Ce qui me paraît évident, ce sont les très grands égards avec lesquels l’Union traite ses membres. A partir du moment où un pays – qu’il soit grand ou petit, riche ou pauvre – a décidé d’en faire partie, il se verra accorder toutes les conditions particulières possibles.
Et il est clair que ceci jouerait également pour la Suisse. Mais pour en profiter, il faudra se décider à faire le pas.
Interview swissinfo, Katrin Holenstein
(traduction et adaptation, Marc-André Miserez)
– Né en Allemagne, Roland Bieber (62 ans) a été notamment professeur à l’Université européenne de Florence, professeur invité à l’Université de Caroline du Nord (Etats-Unis) et conseiller juridique auprès du Parlement européen de 1986 à 1991.
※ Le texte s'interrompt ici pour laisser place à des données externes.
PR #435, opened 2015-01-04
Added URL decoding to fix #249

### LINKED ISSUE #249: A problem with uploading from clipboard G+ images URL
Hello,
Google plus have long image URLS (too long for ShareX, I guess) so when I am trying to use clipboard upload I have this exception message: http://j.mp/VKc9ep

**English translation (Google Translate):** http://j.mp/VKcfCE

**URL I am trying:** https://lh5.googleusercontent.com/-ecZVg1pjCxI/U_mJ4SO-62I/AAAAAAAA0ZQ/9I8RoCx3n38/w426-h320/%25D0%259F%25D0%25BE%25D1%2587%25D0%25B5%25D1%2581%25D0%25B0%25D1%2582%25D1%258C%25D1%2581%25D1%258F%2B%25D0%25BC%25D0%25B0%25D0%25BB%25D0%25BE%25D1%2581%25D1%2582%25D1%258C%2B%25D0%25BD%25D0%25B0%25D0%25B4%25D0%25BE.gif (I got this url in my G+ Feed)

kopimi:
Added URL decoding before file upload to avoid
System.IO.PathTooLongException when using the URL uploader with an
encoded string

### DIFF
--- a/ShareX/UploadManager.cs
+++ b/ShareX/UploadManager.cs
@@ -454,6 +454,22 @@ namespace ShareX
                         {
                             using (WebClient wc = new WebClient())
                             {
+                                string oldURL, oldPath;
+
+                                do
+                                {
+                                    oldURL = url;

– Il a également été conseiller pour la Conférence intergouvernementale de l’UE qui a conduit en 1997 à la signature du Traité d’Amsterdam. Ce texte prévoit pour la première fois que les pays membres qui veulent avancer plus rapidement vers l’intégration ont le droit de collaborer plus étroitement dans certains domaines.
– Aujourd’hui, Roland Bieber dirige le Centre de droit comparé et européen de l’Université de Lausanne.